[Records from a data source]
- - -

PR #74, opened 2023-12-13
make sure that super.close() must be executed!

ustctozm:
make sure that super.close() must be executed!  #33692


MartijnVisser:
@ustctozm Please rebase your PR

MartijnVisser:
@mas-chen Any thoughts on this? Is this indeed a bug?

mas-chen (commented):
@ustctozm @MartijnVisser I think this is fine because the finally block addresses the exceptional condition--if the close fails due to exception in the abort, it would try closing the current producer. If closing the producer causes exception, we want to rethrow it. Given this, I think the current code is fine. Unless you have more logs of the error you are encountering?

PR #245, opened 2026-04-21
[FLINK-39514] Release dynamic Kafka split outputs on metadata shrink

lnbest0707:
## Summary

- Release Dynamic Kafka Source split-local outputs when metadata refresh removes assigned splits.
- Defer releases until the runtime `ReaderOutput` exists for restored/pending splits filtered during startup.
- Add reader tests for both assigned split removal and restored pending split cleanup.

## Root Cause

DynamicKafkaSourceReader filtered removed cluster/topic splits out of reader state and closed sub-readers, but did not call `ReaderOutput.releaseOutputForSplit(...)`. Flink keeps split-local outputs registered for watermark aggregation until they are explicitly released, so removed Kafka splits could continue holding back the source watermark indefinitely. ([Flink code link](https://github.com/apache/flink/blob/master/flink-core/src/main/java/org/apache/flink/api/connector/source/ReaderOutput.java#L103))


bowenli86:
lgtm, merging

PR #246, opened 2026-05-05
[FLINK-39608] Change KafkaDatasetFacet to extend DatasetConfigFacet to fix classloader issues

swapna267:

- - -

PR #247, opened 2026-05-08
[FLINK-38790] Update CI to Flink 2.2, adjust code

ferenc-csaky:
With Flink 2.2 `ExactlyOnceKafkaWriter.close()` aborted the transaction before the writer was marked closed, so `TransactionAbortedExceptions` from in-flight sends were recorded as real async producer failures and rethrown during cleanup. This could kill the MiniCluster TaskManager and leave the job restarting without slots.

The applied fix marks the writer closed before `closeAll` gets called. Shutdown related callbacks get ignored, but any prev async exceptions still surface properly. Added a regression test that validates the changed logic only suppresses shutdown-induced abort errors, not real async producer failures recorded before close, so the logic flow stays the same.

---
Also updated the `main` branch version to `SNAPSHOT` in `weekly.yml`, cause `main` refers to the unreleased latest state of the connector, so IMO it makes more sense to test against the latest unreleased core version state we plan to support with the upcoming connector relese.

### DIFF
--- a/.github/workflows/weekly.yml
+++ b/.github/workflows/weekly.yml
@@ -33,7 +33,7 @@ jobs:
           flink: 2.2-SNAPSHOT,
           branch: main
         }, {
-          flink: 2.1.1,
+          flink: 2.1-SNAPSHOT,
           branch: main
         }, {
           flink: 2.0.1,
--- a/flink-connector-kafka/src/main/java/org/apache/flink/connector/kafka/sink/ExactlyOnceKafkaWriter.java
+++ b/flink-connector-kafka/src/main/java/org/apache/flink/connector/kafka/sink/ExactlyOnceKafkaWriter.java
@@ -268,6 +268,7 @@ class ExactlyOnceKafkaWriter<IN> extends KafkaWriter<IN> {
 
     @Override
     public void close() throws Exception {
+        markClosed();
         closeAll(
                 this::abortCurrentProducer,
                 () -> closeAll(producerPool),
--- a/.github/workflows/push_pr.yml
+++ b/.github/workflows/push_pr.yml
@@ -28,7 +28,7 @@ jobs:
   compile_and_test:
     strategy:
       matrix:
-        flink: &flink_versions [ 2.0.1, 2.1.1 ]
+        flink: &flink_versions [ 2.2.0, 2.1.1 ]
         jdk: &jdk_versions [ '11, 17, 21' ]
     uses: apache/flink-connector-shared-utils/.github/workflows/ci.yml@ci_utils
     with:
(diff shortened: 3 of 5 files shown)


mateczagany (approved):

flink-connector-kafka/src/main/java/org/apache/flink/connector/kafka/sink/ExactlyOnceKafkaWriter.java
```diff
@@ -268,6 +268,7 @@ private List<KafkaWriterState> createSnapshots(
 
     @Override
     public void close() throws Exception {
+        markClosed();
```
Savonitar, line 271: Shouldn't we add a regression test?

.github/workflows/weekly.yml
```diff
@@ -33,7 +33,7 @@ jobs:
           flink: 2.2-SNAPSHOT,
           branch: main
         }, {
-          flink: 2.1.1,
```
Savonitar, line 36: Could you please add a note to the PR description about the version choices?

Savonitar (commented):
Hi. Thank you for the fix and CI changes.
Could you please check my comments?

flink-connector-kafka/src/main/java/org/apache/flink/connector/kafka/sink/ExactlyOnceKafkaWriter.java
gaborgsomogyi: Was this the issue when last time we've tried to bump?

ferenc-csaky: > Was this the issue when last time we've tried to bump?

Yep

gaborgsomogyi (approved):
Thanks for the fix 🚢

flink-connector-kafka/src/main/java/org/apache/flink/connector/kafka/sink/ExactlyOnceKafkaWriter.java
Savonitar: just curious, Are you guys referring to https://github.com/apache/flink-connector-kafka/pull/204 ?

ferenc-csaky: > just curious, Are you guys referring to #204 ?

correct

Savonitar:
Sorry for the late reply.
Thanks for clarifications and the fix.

- - -

**Problem description:**
Given the entries above, say how many lines include the word "restored", and write nothing besides the number.

**Written response:**
2